PR #659, opened 2021-07-26
Document declining survey response rate

nmdefries:
Added general overview of declining response rate/sample size in limitations section


capnrefsmmat (approved):
Looks good

PR #661, opened 2021-07-28
fix: handle cornercases where source is not transmitted for aliases

sgratzl:
**Prerequisites**:

- [x] Build is successful

### Summary

fix a cornercases in the alias resolver which didn't consider when the source is not about to be returned


krivard (approved):
Very tidy

PR #665, opened 2021-08-02
Signals dash generator: store a longer time series by using covidcast/coverage endpoint

krivard:
**Prerequisites**:

- [x] Build is successful

### Summary

Most of this PR is for switching the signals dashboard data generator over to the `covidcast/coverage` endpoint instead of pulling the regional data and counting sizes in a massive groupby. Since `coverage` isn't available natively in the covidcast library (and won't be; that's all going into the new delphi_epidata library/ies) we have to do this by constructing the URL, calling `pandas.read_csv`, and parsing the `time_value` column.

With that change, it makes it less of a big deal to double the length of the coverage time series -- the true goal of this PR.

### DIFF
--- a/src/acquisition/covidcast/signal_dash_data_generator.py
+++ b/src/acquisition/covidcast/signal_dash_data_generator.py
@@ -18,7 +18,7 @@ import delphi.operations.secrets as secrets
 from delphi.epidata.acquisition.covidcast.logger import get_structured_logger
 
 
-LOOKBACK_DAYS_FOR_COVERAGE = 52
+LOOKBACK_DAYS_FOR_COVERAGE = 56
 BASE_COVIDCAST = covidcast.covidcast.Epidata.BASE_URL[:-len("api.php")] + "covidcast"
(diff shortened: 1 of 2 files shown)


src/acquisition/covidcast/signal_dash_data_generator.py
```diff
@@ -17,7 +18,9 @@
 from delphi.epidata.acquisition.covidcast.logger import get_structured_logger
 
 
-LOOKBACK_DAYS_FOR_COVERAGE = 28
+LOOKBACK_DAYS_FOR_COVERAGE = 52
```
melange396, line 21: out of curiousity, why 52?

melange396 (approved):
LGTM

src/acquisition/covidcast/signal_dash_data_generator.py
krivard: uhhh because I can't multiple 28 by 2, apparently

krivard, line 21:
```suggestion
LOOKBACK_DAYS_FOR_COVERAGE = 56
```

PR #667, opened 2021-08-05
feat: move active flag to signal level instead of source level

### LINKED ISSUE #666: Permit advanced covidcast metadata to specify when some signals of an otherwise-active source are no longer being updated.
We currently track "active" status as a characteristic of the source. However, when sources have some signals that are still active, but others which have been discontinued, the metadata cannot help a downstream agent determine whether an individual signal is still being updated or not. For example, the `hospital-admissions` source is still updating `smoothed_covid19_from_claims` and `smoothed_adj_covid19_from_claims`, but not `smoothed_covid19` or `smoothed_adj_covid19`. [A query for meta data about the `smoothed_covid19` signal](https://api.covidcast.cmu.edu/epidata/covidcast/meta?signal=hospital-admissions:smoothed_covid19) claims it is active, but that is in reference to the overall source, not the signal requested.

Not sure how we want to resolve this -- we could:

* Split these sources into subdivisions, and throw all the inactive signals into a subdivision with active=False. Do something clever so that queries using the db source name get routed to the correct subdivision.
* Move active status from per-source to per-signal. Do something clever so that someone iterating over sources trying to only display the active ones doesn't have to iterate through all the child signals just in case.
* Keep active status per-source, but permit signals to override. Use the following rule: the first active=False wins.
* Something else

sgratzl:
closes #666

**Prerequisites**:

- [x] Build is successful

### Summary

update to the latest meta doc with the active flag moved to the signal level instead of source level


krivard (approved):
👍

**Exercise aim**
The answer should hold only the lines from the start of the records above through the line containing "Signals dash generator: store", each set down exactly.

**Solution to this exercise**
PR #659, opened 2021-07-26
Document declining survey response rate

nmdefries:
Added general overview of declining response rate/sample size in limitations section


capnrefsmmat (approved):
Looks good

PR #661, opened 2021-07-28
fix: handle cornercases where source is not transmitted for aliases

sgratzl:
**Prerequisites**:

- [x] Build is successful

### Summary

fix a cornercases in the alias resolver which didn't consider when the source is not about to be returned


krivard (approved):
Very tidy

PR #665, opened 2021-08-02
Signals dash generator: store a longer time series by using covidcast/coverage endpoint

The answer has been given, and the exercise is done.